Agathotoma aculea

Scientific classification
- Kingdom: Animalia
- Phylum: Mollusca
- Class: Gastropoda
- Subclass: Caenogastropoda
- Order: Neogastropoda
- Superfamily: Conoidea
- Family: Mangeliidae
- Genus: Agathotoma
- Species: A. aculea
- Binomial name: Agathotoma aculea (Dall W.H., 1919)
- Synonyms: Cytharella aculea Dall, 1919

= Agathotoma aculea =

- Authority: (Dall W.H., 1919)
- Synonyms: Cytharella aculea Dall, 1919

Species of gastropod

Agathotoma aculea is a species of sea snail, a marine gastropod mollusk in the family Mangeliidae.

==Description==
The length of the shell attains 6 mm, its diameter 2 mm.

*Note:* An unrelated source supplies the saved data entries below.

PR #466, opened 2022-07-07
relayer cli

rakita:
some small renamings and adding `cli` for relayer


Voxelot:
we should ensure the relayer doesn't log any error messages if the eth_client URL is unset.

rakita:
@Voxelot  already done that in this pull request

Voxelot:
ok great, looks like this just needs a rebase with master since @ControlCplusControlV's PR got merged.

fuel-core/src/cli/run/relayer.rs
```diff
@@ -0,0 +1,61 @@
...
+use fuel_relayer::{Config, H160};
+use std::str::FromStr;
+use std::time::Duration;
+
+#[derive(Debug, Clone, Args)]
+pub struct RelayerArgs {
+    /// Uri address to ethereum client. It can be in format of `http://localhost:8545/` or `ws://localhost:8545/`.
+    /// If not set relayer will not start.
+    #[clap(long = "relayer", default_value = "none")]
+    pub eth_client: String,
```
Voxelot, line 12: Why not just use `Option` instead of setting the string to "none" by default?

Voxelot (dismissed):

Voxelot (approved):

PR #485, opened 2022-07-12
Relayer DaMessage

rakita:
Replace DepositCoin with DaMessage


fuel-core-interfaces/src/model/messages.rs
```diff
@@ -0,0 +1,65 @@
...
+    }
+
+    pub fn lock(self) -> DaMessageLocked {
+        let id = self.id();
+        DaMessageLocked { message: self, id }
+    }
+}
+
+#[derive(Debug, Clone, Eq, PartialEq)]
+pub struct DaMessageLocked {
```
rakita, line 38: Hm i used here `Locked` naming, while Transaction has `Checked`.
Idea is that we `lock` the data that is not possible to be changed in a locked state (It has `AsRef` and `unlock` function). Are we okay to have two namings or should i rename it to `Checked` for consistency?

pixelcircuits:
Just curious. Why did you name it DaMessage? Is the DA short for data availability?

fuel-core-interfaces/src/model/messages.rs
pixelcircuits: If they're the same thing, then we should make it a trait and name them under a similar convention both implementing that trait. If they don't behave similar enough to share a trait, then I don't have a problem with them just being named in a different style

fuel-relayer/src/finalization_queue.rs
```diff
@@ -208,8 +209,9 @@ impl FinalizationQueue {
         }
         let last_diff = self.pending.back_mut().unwrap();
         match fuel_event {
-            EthEventLog::AssetDeposit(deposit) => {
-                last_diff.assets.insert(deposit.deposit_nonce, deposit);
+            EthEventLog::DaMessage(message) => {
+                let msg = DaMessage::from(&message).lock();
+                last_diff.messages.insert(*msg.id(), msg);
             }
             EthEventLog::Deposit { .. } => {
```
pixelcircuits, line 216: Is this `Deposit` in the enumeration necessary anymore? I'm not sure why it was there in the old deposit/withdrawal setup either since `AssetDeposit` already existed

fuel-core-interfaces/src/model/messages.rs
Voxelot: Lock may be confusing with concurrency related issues. Since we've already discussed using "Checked" types before, and have already used that convention in fuel-tx and fuel-vm for some time, I'd prefer to keep things consistent with Checked. Although if you think Checked isn't a great name, then we should have a team vote and then change it in all the other places to be consistent.

Voxelot (dismissed):

fuel-relayer/src/finalization_queue.rs
Voxelot: https://github.com/FuelLabs/fuel-core/issues/515

Voxelot (approved):

Issue #478, opened 2022-07-11
Include valid broadcast transactions from peers into the local txpool


bvrooman:
There are two halves for implementing the share txs feature, broadcast and receiving. This task is only for tracking the receiving side of this effort.

Expected Test Coverage for completion:

- Unit testing in fuel-txpool to ensure `NewTx` messages are listened to and that the txs are included into the txpool set.

PR #491, opened 2022-07-14
Controlc/tx p2p

### LINKED ISSUE #477: Broadcast transactions to peers when they're inserted into txpool via GraphQL API
There are two halves for implementing the share txs feature, broadcast and receiving. This task is only for tracking the broadcast side of this effort.

Expected Test Coverage for completion:

- GrapqhQL API testing of fuel-core to ensure a proper `TransactionBroadcast::NewTx` event is sent when a tx is submitted via GraphQL, only after it is successfully included in the transaction pool.
- Transactions directly inserted into the txpool do not emit a `NewTx` event, to ensure no feedback loop happens when receiving txs.

ControlCplusControlV:
Design to closes #477 and #478 . Adds 2 new channels to the txpool designed for p2p to hook into. One channel is a `mpsc` channel designed to send transactions received on the txpool from the gql endpoint to p2p, so that it can broadcast them to other nodes. The other is a simple `broadcast` channel which is used to receive transactions from p2p which should be included in the txpool. Tests are bit rough atm and need some polishing, but making a draft PR for general design review and feedback


fuel-txpool/src/service.rs
```diff
@@ -10,9 +10,11 @@ pub struct ServiceBuilder {
     sender: txpool::Sender,
     receiver: mpsc::Receiver<TxPoolMpsc>,
     config: Config,
-    broadcast: broadcast::Sender<TxStatusBroadcast>,
+    consumer: broadcast::Sender<TxStatusBroadcast>,
     db: Option<Box<dyn TxPoolDb>>,
     import_block_events: Option<broadcast::Receiver<ImportBlockBroadcast>>,
+    broadcast_txs: Option<mpsc::Sender<TransactionBroadcast>>,
```
Voxelot, line 16: Based on our earlier call today, I think we should use `P2pRequestEvent` instead of the TransactionBroadcast enum for sending. 

Another minor nit is that `broadcast_txs` isn't totally clear which direction the broadcast is going. Maybe something like `network_outbox` would help clarify the intention?

```suggestion
    network_outbox: Option<mpsc::Sender<P2pRequestEvent>>,
```

ControlCplusControlV: I moved this to P2pRequestEvent, I do remember talking about this, I think it got mixed up between `fuel-core-interfaces/p2p/P2pRequestEvent::BroadcastNewTransaction` and `fuel-core-interfaces/p2p/TransactionBroadcast::NewTransaction` as both have similar names

fuel-txpool/src/service.rs
```diff
@@ -10,9 +13,11 @@ pub struct ServiceBuilder {
     sender: txpool::Sender,
     receiver: mpsc::Receiver<TxPoolMpsc>,
     config: Config,
-    broadcast: broadcast::Sender<TxStatusBroadcast>,
+    consumer: broadcast::Sender<TxStatusBroadcast>,
```
Voxelot, line 16: consumer could mean a lot of things... we could just call this `tx_status_updates`?

bvrooman: I agree. I am aiming to disambiguate some of the naming: `sender`,  `receiver`, `consumer`, etc., are pretty vague and I find it can be confusing trying to understand which channels are used for what. I am taking a stab at that now.

bvrooman:
I noticed that the test `insert_from_p2p` seems to be flaky when I run it locally: most of the times it passes but sometimes it fails. It looks like there's a race condition. We're expecting the same transaction to be sent twice and for an error to raise on the second submission. However, in some cases, it looks like we get to the assert and check the receiver before both submissions are received, causing the test to fail.

ControlCplusControlV:
> I noticed that the test `insert_from_p2p` seems to be flaky when I run it locally: most of the times it passes but sometimes it fails. It looks like there's a race condition. We're expecting the same transaction to be sent twice and for an error to raise on the second submission. However, in some cases, it looks like we get to the assert and check the receiver before both submissions are received, causing the test to fail.

@bvrooman Race condition is most likely because send isn't awaited in any way, so if the send doesn't process in time then insertion could possible go through (as the previous transaction hasn't been inserted yet), leading to no error and the test failing. This is one thing that needs to be fixed in the test, which ideally should just have a base way to test the sending of the transaction rather than measuring side affects

bvrooman:
I have some additional thoughts:

As currently designed in this PR, the txpool service (and inner context) has a new receiver that will receive events for incoming transactions. When it receives one, it will insert it into the txpool. 

This is similar to when the existing txpool receiver gets an insert event, where it then signals the service to insert the transactions into the txpool. However, the difference between inserting transactions and receiving a new transaction is that we must broadcast the transaction and status (submitted, squeezed out) on insertion, but not on new transactions.

Because this PR currently uses the same `TxPool::insert` method in both cases, we had to augment the signature to accept an optional broadcaster:  we pass `Some(network_outbox)` on insertion, but `None` on new transactions. Inside `insert`, we then check against the `Option`, to see if we need to put anything in that outbox. This is a bit of a hack. I'd argue that this approach can be improved upon, and the `insert` method isn't well suited for the latter case of new transactions. Rather, we can introduce a new `TxPool` method, something like `TxPool::new_tx` to handle this case. This is further evidenced by the fact that `insert` is designed to operate on a vector of transactions, rather than a single transaction, and we have to wrap a new transaction in a 1-sized vector to accommodate this interface. 

When I get a chance, I will look at this refactor and push a commit here, along with the ongoing refactoring of the existing service and context channel names.

bvrooman:
We also do not seem to have much consistency on our channel naming conventions. In a number of places, we use terms like "sender", "producer",  and now "outbox" to refer to objects of `Sender`. We use terms like "receiver", "incoming", and "events", for objects of type `Receiver`. Personally, I find this can be fairly confusing and unintuitive to read. It would be great to consolidate on some naming convention for channels.

bvrooman:
I had a conversation on Monday with @Voxelot regarding the feature as well as the currently proposed code:

One key discussion point was that we do not need to perform any broadcasting on new local transactions (at least, not at this time). The agreed action item was to simplify the current implementation, and to remove the broadcasting on this event.

This means a couple of things:
- The handler for this event becomes simpler, and we do not need to send anything to the `network_outbox`
- We do not need to test for broadcasts on local insertions
- The `network_outbox` itself is unnecessary, and it can be removed entirely from the service and context, along with the corresponding service builder methods
- The existing `TxPool::insert` function signature can be reverted back to its original signature, and we no longer need the `Option<Sender>` parameter

This simplifies things in the current PR. I am putting up the commit for this shortly. 

I'd just like to get @Voxelot to confirm that my understanding of this is correct.

CC: @ControlCplusControlV

Voxelot:
I think there's some confusion around the terminology of what was meant by local insert. What I thought we were discussing is that that we don't need to do any additional p2p broadcast for `insert_local` (which is confusingly only actually used when receiving txs from non-local sources like the p2p network). We would still need to broadcast from the main `TxPool::insert` method since that's what the GraphQL API uses to insert txs from a locally submitted txn. If we rip p2p request sender/outbox entirely, I don't know how other nodes would be expected to receive anything in that case if there's no mechanism at all to send messages.

fuel-core/src/service/modules.rs
```diff
@@ -56,9 +59,15 @@ pub async fn start_modules(config: &Config, database: &Database) -> Result<Modul
                 .unwrap(),
         );
 
+    // Meant to simulate p2p's channels which hook in to communicate with txpool
+    let (network_sender, _) = mpsc::channel(100);
```
Voxelot, line 63: Without any network_receiver, this queue will fill up and may stop the txpool from working once it's reached 100 txs.

We likely need to spawn a task to drain this queue whenever txs are added.

bvrooman:
I am squashing & merging this branch into another dev branch to make future rebases easier. We are going to rebase with [Elvis's development branch](https://github.com/FuelLabs/fuel-core/pull/492) to continue development.

Issue #458, opened 2022-07-04
Configuration from file


rakita:
In most cases you would like to specify some cli argument in the config file so that you don't have to use it every time when running `fuel-core` and can just specify the config file you want to run `fuel-core run --config=local.toml`

I don't think it is supported in `clap`  and we need to use additional structure and lib to parse configuration from toml into `fuel-core`

ControlCplusControlV:
This would be a huge UX improvement rather than pasting 100 lines of json into a command, is there a reason the config file would be `.toml` over `.json`/`.yaml` other than homogeneity with Rust's `Cargo.toml`? Right now chain_config is exported via json, so would the config have json values within a `toml` file?

rakita:
there is a good amount of discussion about `toml` vs `yaml` where it is said that `toml` is better for simple configurations. And having it used by rust cargo is good alignment for us.
having `.json` as config is considered unredable and it is used mostly as it is easy to serialize/unserialize data. We can probably have a field in the config that points to `chain_config` json file (renaming it to chainspec.json feels better) as it will contain data for the initialization of the chain. This is something that is not expected to change when setting the genesis block so it seems okay to put that data in json.

Voxelot:
We should still support CLI args as well, since they are easier to templatize and configure in helm charts. 

Toml based config files would align with other parts of our eco-system such as `Forc.toml`. However, there's likely parsers out there that are file-format agnostic since you can generally represent the same kinds of underlying structures using json, yaml or toml.

MitchTurner:
We now have the option of including an env file to specify many of the values you would pass to the cli. However, not all arguments can be read/overridden with the env variables.

If we added support for all the arguments, that would resolve this issue.

thedevbirb:
Hi @MitchTurner, I'd love to start contributing to Fuel. Can I take this issue?
By the way, what is an example of argument that cannot be read/overridden by the env file?

Thanks!

MitchTurner:
@thedevbirb Hey! Welcome! We are always open to contributions from the community. Feel free to work on this and let us know if you have questions.

MitchTurner:
Probably the simplest solution to this is making sure all flags are set-able using env-vars. 

We can also include a test that sets all variables to avoid regressions, etc.

MitchTurner:
@xgreenx 
We currently have env-vars on _most_ fields. Idk if that is good enough to close this issue?

[...]

PR #492, opened 2022-07-15
Include p2p into fuel core

### LINKED ISSUE #480: Integrate p2p-orchestrator into fuel-core and expose configuration
- [ ] include fuel-p2p into fuel-core and integrate orchestrator into services/modules.rs
- [ ] create cli args for the p2p service configs, using the same flattened approach as the relayer.

I suggest doing these as different PR's if possible, in order to unblock downstream tasks.

leviathanbeak:
Resolves #480 

I have included both things in a single PR since once I included p2p into fuel-core and added `p2p` field to `config` the cli part of the codebase was complaining.

For clarity, there is:
- P2pService
- NetworkOrchestrator which contains P2pService 
- Service which wraps the NetworkOrchestrator (I have named it `Service` to keep in line with other modules that had top level `Service`)

### Creating the top level `Service`
I have went and implemented a similar pattern for the network as our other Services have done, by adding `start()` and `stop()` methods.

I have achieved that by wrapping the NetworkOrchestrator into a `Service` but I had to change some things:

#### P2P Service and Network needed to shut down
Unlike  some other simpler Services, once network `Service` was stopped, we needed to shut down the whole p2p network.
I have achieved that by moving `p2p_service` from a `NetworkOrchestrator` field into a simple `variable` within `run()` method, so once `run()` ended (ie `stop()` was called) the `p2p_service` would go out of scope and get removed completely.

And if `start()` was called again, a new `p2p_service` would be instantiated - I had to keep the p2p_config within the NetworkOrchestrator for this case.

#### FuturesUnordered and their blocking of the executor
While testing out `start()` and `stop()` I have discovered a bug in our NetworkOrchestrator.

It's field `outbound_responses` which was of type 
```
type ResponseFuture = Pin<Box<dyn Future<Output = Option<(OutboundResponse, RequestId)>>>>;
FuturesUnordered<ResponseFuture>
```
once called `next()` on it, it would return `None` so in our `loop { tokio::select!...` pattern it was constantly returning `None`
without letting any other items to be polled, basically it was blocking the executor. I discovered this while adding tokio's `sleep` within a test, and it never got to finish! So I have changed this part of the code slightly by using tokio's channels instead of FuturesUnordered.

There were few other changes and clean ups.


leviathanbeak:
@rakita I have just passed some of the p2p channels into other services and removed the placeholders, please review and let me know if they are correct

fuel-core/src/cli/run/p2p.rs
```diff
@@ -0,0 +1,150 @@
...
+                    let mut bytes = std::fs::read(path)?;
+                    Keypair::secp256k1_from_der(&mut bytes)?
+                }
+                _ => Keypair::generate_secp256k1(),
+            }
+        };
+
+        let bootstrap_nodes = {
+            match args.bootstrap_nodes {
+                Some(path) => std::fs::read_to_string(path)?
```
Voxelot, line 107: I'd prefer taking the bootnodes via comma separated cli args instead of loading from a file.

1. There is no snapshot test of the file format or automated tests that exercise this file parsing works as expected
2. For small network configurations it's inconvenient to require a separate dedicated config file just to pass a handful of bootstrap URLs
3. We have other tasks related to supporting a config file-based approach (#458), and I think long lists of bootnode URLs should be included in the main YAML/TOML for the whole service instead of an independent config file format.

fuel-core/src/service/modules.rs
```diff
@@ -96,12 +99,29 @@ pub async fn start_modules(config: &Config, database: &Database) -> Result<Modul
     }
     txpool.start().await?;
 
+    let p2p_db: Arc<Box<dyn P2pDb>> = Arc::new(Box::new(database.clone()));
```
Voxelot, line 102: Why do we need the extra box inside the arc (`Arc<Box<dyn T>>`), shouldn't `Arc<dyn T>` suffice? Both Box and Arc allocate on the heap.

fuel-core/src/cli/run/p2p.rs
```diff
@@ -0,0 +1,150 @@
...
+    #[clap(long = "network")]
+    pub network: String,
+
+    /// p2p network's IP Address
+    #[clap(long = "address")]
+    pub address: Option<IpAddr>,
+
+    /// p2p network's TCP Port
+    #[clap(long = "port", default_value = "4000")]
+    pub port: u16,
```
Voxelot, line 28: This conflicts with the graphql port cli arg. Attempting to start fuel-core causes the following error:
```
thread 'main' panicked at 'Command fuel-core: Argument names must be unique, but 'port' is in use by more than one argument or group'
```

```suggestion
    #[clap(long = "peering-port", default_value = "4000")]
    pub port: u16,
```

fuel-p2p/src/orchestrator.rs
```diff
@@ -20,58 +19,58 @@ use crate::{
...
+            tx_outbound_responses,
             db,
-            outbound_responses: Default::default(),
-        })
+        }
     }
 
-    pub async fn run(&mut self) {
+    pub async fn run(mut self) -> anyhow::Result<Self> {
+        let mut p2p_service = FuelP2PService::new(self.p2p_config.clone()).await?;
```
Voxelot, line 64: We should have a bypass for running this service if p2p networking is disabled / not configured. fuel-core is heavily utilized via SDK integration tests for contract development, and we don't want to increase the cost of localized fuel-core testing with lots of libp2p connection setup and teardown.

fuel-core/src/service/modules.rs
```diff
@@ -61,25 +65,24 @@ pub async fn start_modules(config: &Config, database: &Database) -> Result<Modul
         .db(Box::new(database.clone()) as Box<dyn TxPoolDb>)
         .import_block_event(block_importer.subscribe());
 
-    let p2p_mpsc = ();
-    let p2p_broadcast_consensus = ();
-    let p2p_broadcast_block = ();
+    let (tx_request_event, rx_request_event) = mpsc::channel(100);
```
ControlCplusControlV, line 68: Is there a reason these channels are set at 100? I think this may have similar concerns as @Voxelot 's comment here https://github.com/FuelLabs/fuel-core/pull/491#discussion_r931550844

fuel-p2p/src/orchestrator.rs
```diff
@@ -110,26 +109,157 @@ impl NetworkOrchestrator {
...
+}
+
+pub struct Service {
+    join: Mutex<Option<JoinHandle<Result<NetworkOrchestrator, anyhow::Error>>>>,
+    network_orchestrator: Arc<Mutex<Option<NetworkOrchestrator>>>,
+    tx_request_event: Sender<P2pRequestEvent>,
+}
+
+impl Service {
+    pub fn new(
```
ControlCplusControlV, line 146: TxPool leverages a different patten for initialization, using a `ServiceBuilder` with an empty new that requires the calling of multiple setter functions before initializing the Service. Moving to something similar here could make it easier to pickup from across the codebase. https://github.com/FuelLabs/fuel-core/blob/master/fuel-txpool/src/service.rs#L24 an example of ServiceBuilder can be seen there

fuel-core/src/service/modules.rs
leviathanbeak: you're right, guess my mind was already on vacation

fuel-core/src/cli/run/p2p.rs
```diff
@@ -0,0 +1,150 @@
...
+    pub connection_keep_alive: Option<u64>,
+}
+
+impl From<P2pArgs> for anyhow::Result<P2PConfig> {
+    fn from(args: P2pArgs) -> Self {
+        let local_keypair = {
+            match args.keypair {
+                Some(path) => {
+                    let mut bytes = std::fs::read(path)?;
+                    Keypair::secp256k1_from_der(&mut bytes)?
```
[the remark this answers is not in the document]
digorithm: Yeah, the SDK and `fuel-crypto` have some primitives around keygen/mnemonics. Maybe we should use those here. 

SDK documentation for wallets/mnemonics: https://fuellabs.github.io/fuels-rs/v0.19.0/wallets/mnemonic-wallet.html

`fuel-crypto` documentation for `SecretKey` generation: https://docs.rs/fuels/latest/fuels/signers/fuel_crypto/struct.SecretKey.html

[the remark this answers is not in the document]
Voxelot: Seems like we should migrate some of the mnemonics logic to fuel-crypto, to avoid requiring the whole SDK for key parsing.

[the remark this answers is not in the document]
digorithm: Makes sense to me.

fuel-p2p/src/orchestrator.rs
leviathanbeak: good point, I think this should be somewhere where [this service is started](https://github.com/FuelLabs/fuel-core/pull/492/files#diff-9687cbe0598079f7848f4f130bdb462da74313456432c93874f3e8473fcda142R116) instead of the `run()` method itself.

Maybe having different `start_modules()` methods, like `start_with_network()` and without ?

fuel-core/src/cli/run/p2p.rs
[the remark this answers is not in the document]
leviathanbeak: great, should we then create a separate ticket for migrating that logic to fuel-crypto and another for incorporating it in a new cli command ?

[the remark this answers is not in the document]
digorithm: @Voxelot already created one for migrating the logic to `fuel-crypto`: https://github.com/FuelLabs/fuel-crypto/issues/27 

I guess we need another one for the latter like you said!

fuel-p2p/src/orchestrator.rs
Voxelot: I think it should be up to each module to decide whether it's going to run based on the module related config, rather than branching at the top level. So in this case, I think p2p should not run by default unless things like peering keys and bootstrap nodes are setup.

fuel-core/src/service/modules.rs
leviathanbeak: his concern was mainly because no one would be consuming those messages on the other end, in this case there is the consumer `rx_request_event` so it's fine.

fuel-p2p/src/orchestrator.rs
leviathanbeak: I don't disagree, but we already have [conditional module starting](https://github.com/FuelLabs/fuel-core/blob/46e952895ee32521f69262c5992af137ddba40a5/fuel-core/src/service/modules.rs#L97) so I figured we add another one for the network, instead of having a `start()` method on a module which would not always start actually.

fuel-p2p/src/orchestrator.rs
leviathanbeak: presently, I don't see much benefit of using a builder pattern just in order to initialize a service with it

fuel-p2p/src/orchestrator.rs
```diff
@@ -110,26 +109,157 @@ impl NetworkOrchestrator {
...
+                    validators: Default::default(),
+                },
+            }))
+        }
+    }
+
+    #[tokio::test]
+    async fn start_stop_works() {
+        let mut p2p_config = P2PConfig::default_with_network("start_stop_works");
+        p2p_config.tcp_port = 4018; // an unused port
```
bvrooman, line 237: nit: Would specifying port 0 to ask the OS for an available port be useful?

bvrooman (commented):
I know the convention for tokio channels is to name the senders and receivers `tx_` and `rx_` respectively, but I find that can be confusing, since we use `tx` to also mean a transaction. Do you find this naming convention effective?

fuel-p2p/src/orchestrator.rs
```diff
@@ -20,58 +19,58 @@ use crate::{
...
             tx_transaction,
+            tx_outbound_responses,
             db,
-            outbound_responses: Default::default(),
-        })
+        }
     }
 
-    pub async fn run(&mut self) {
+    pub async fn run(mut self) -> anyhow::Result<Self> {
```
bvrooman, line 63: Since this returns a Result, can we add test coverage for the success and failure cases?

bvrooman (dismissed):
Approved with some nits

fuel-p2p/src/orchestrator.rs
ControlCplusControlV: Using something like Portpicker would be beneficial here as when running multithreaded tests unless each port is individually assigned there can be collision

fuel-p2p/src/orchestrator.rs
ControlCplusControlV: The benefit of builder comes from not requiring parameters on intialization, I can see why you want to avoid it but we should probably decide at a higher level if we want the other modules to have it too for consistency

leviathanbeak: Sure, if it makes sense of not having a parameter available at initialization time or some similar case, but in this case there is no need for that. If it makes sense for another module to do it, that should not require the rest to the same if there is no need.

fuel-p2p/src/orchestrator.rs
leviathanbeak: ah this is a good point!, I will try and add this to all of my p2p tests

fuel-p2p/src/orchestrator.rs
leviathanbeak: The only case where this would fail is if the p2p configuration was incorrect. As for the success cases, the p2p service has been initialized and tested in dozens of p2p tests already.

leviathanbeak:
> I know the convention for tokio channels is to name the senders and receivers `tx_` and `rx_` respectively, but I find that can be confusing, since we use `tx` to also mean a transaction. Do you find this naming convention effective?

@bvrooman I'm pretty used to the pattern of naming channels like that, but I see what you mean, I wouldn't mind if we come up with a better prefix/suffix for our channel names.

ControlCplusControlV:
Sorry for re-running clippy showing the rust 1.63 errors, I needed a sanity check against my upstream branch since I wasn't sure if clippy changes had been moved to this branch yet. Once you can finish merge conflicts @leviathanbeak I can re-review and then we can get this moved as git history is starting to get very long

fuel-core/src/cli/run.rs
```diff
@@ -71,9 +75,18 @@ impl Command {
...
             relayer_args,
+            p2p_args,
         } = self;
 
         let addr = net::SocketAddr::new(ip, port);
+
+        let p2p = {
+            match p2p_args.into() {
+                Ok(value) => value,
+                Err(e) => return Err(io::Error::new(io::ErrorKind::Other, e)),
```
ControlCplusControlV, line 86: Any particular reason for `io::Error` over something like `anyhow::Error`?

fuel-core/src/cli/run/p2p.rs
```diff
@@ -0,0 +1,130 @@
...
+    /// Choose min mesh size for gossipsub protocol
+    #[clap(long = "min_mesh_size", default_value = "4")]
+    pub min_mesh_size: usize,
+
+    /// Choose ideal mesh size for gossipsub protocol
+    #[clap(long = "ideal_mesh_size", default_value = "6")]
+    pub ideal_mesh_size: usize,
+
+    /// Choose timeout for sent requests in RequestResponse protocol
+    #[clap(long = "request_timeout")]
```
ControlCplusControlV, line 86: Would a good default `request_timeout` help? I think it may be good to have some conservative default just in case?

ControlCplusControlV (approved):
LGTM, nothing block on my end, just some questions.

fuel-core/src/cli/run/p2p.rs
Voxelot: usually 30s is a default for most load balancers, although we could shorten that if we expect nodes to respond faster.

Voxelot:
I'm starting to get concerned with the weight of all the extra dependencies being linked to fuel-core. Can we put the service under a feature flag, so that it's not compiled or included when `--no-default-features` is used when building? We should also do this for the relayer.

fuel-core/src/cli/run/p2p.rs
```diff
@@ -0,0 +1,130 @@
...
+    pub connection_keep_alive: Option<u64>,
+}
+
+impl From<P2pArgs> for anyhow::Result<P2PConfig> {
+    fn from(args: P2pArgs) -> Self {
+        let local_keypair = {
+            match args.keypair {
+                Some(path) => {
+                    let mut bytes = std::fs::read(path)?;
+                    Keypair::secp256k1_from_der(&mut bytes)?
```
Voxelot, line 100: This should use the new fuel-crypto mnemonics to load/generate the secret key.

fuel-core/src/cli/run.rs
leviathanbeak: mainly because the return value of the function is `io::Result` not `anyhow::Result`

fuel-core/src/cli/run/p2p.rs
leviathanbeak: The default value for both `request_timeout` and `connection_keep_alive` was provided within the initialization of RequestResponse protocol, but I have now moved out, now it's with all other default values at `cli/run/p2p.rs`

fuel-core/src/cli/run/p2p.rs
leviathanbeak: I switched to using `fuel-crypto` for both loading a mnemonic and generating a random key,

since `libp2p`'s `Keypair` struct was needed for `p2pConfig` I have added a method to convert from `fuel-crypto`'s SecretKey into `libp2p`'s `SecretKey -> Keypair`

leviathanbeak:
ok, now the last thing is to added the service into optional features

leviathanbeak:
added `p2p` optional feature to `fuel-core`

fuel-core/Cargo.toml
```diff
@@ -87,3 +89,4 @@ prometheus = ["dep:prometheus"]
 default = ["rocksdb", "prometheus", "debug"]
 debug = ["fuel-core-interfaces/debug"]
 test-helpers = []
+p2p = []
```
Voxelot, line 92:
```suggestion
p2p = ["dep:fuel-p2p"]
```

Voxelot (approved):

ControlCplusControlV (approved):
clippy-ship-it

PR #501, opened 2022-07-23
Deunify build

ellioty:


.github/workflows/ci.yml
```diff
@@ -10,11 +10,12 @@ on:
     types: [published]
 
 concurrency:
-  group: ${{ github.workflow }}-${{ github.event.pull_request.number || github.ref }}
+  group: ${{ github.ref }}
```
Voxelot, line 13: Is there a reason why we would want this workflow to cancel other unrelated workflows?

https://docs.github.com/en/actions/using-workflows/workflow-syntax-for-github-actions#example-only-cancel-in-progress-jobs-or-runs-for-the-current-workflow


```suggestion
  group: ${{ github.workflow }}-${{ github.ref }}
```

ellioty: I didn't mean to change this, apologies, reverted!

Voxelot:
The most recent run seems to have taken 47mins compared to 20mins on master, so I think we need to do some more investigating before merging this in.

(Original description) The small shell is purple-brown, banded with white, or varicolored. The protoconch consists of 1 1/2 loosely coiled, smooth whorls. The teleoconch comprises four additional whorls. The axial sculpture features six somewhat sigmoid, rounded, light-colored ribs that extend continuously up the spire. The interspaces between these ribs are excavated and much wider, with fine axial striation that slightly wrinkles the spirals. The spiral sculpture displays numerous sharp, often paired grooves separated by wider, flattened interspaces, faintly marked by axial striation. The aperture is narrow and accounts for about one-third of the shell's total length. The anal sulcus is conspicuous. The outer lip is thickened and smooth inside. The columella is simple, and the siphonal canal is barely differentiated.

==Distribution==
This marine species was found off Cape San Lucas and Magdalena Bay, Baja California Sur, Mexico.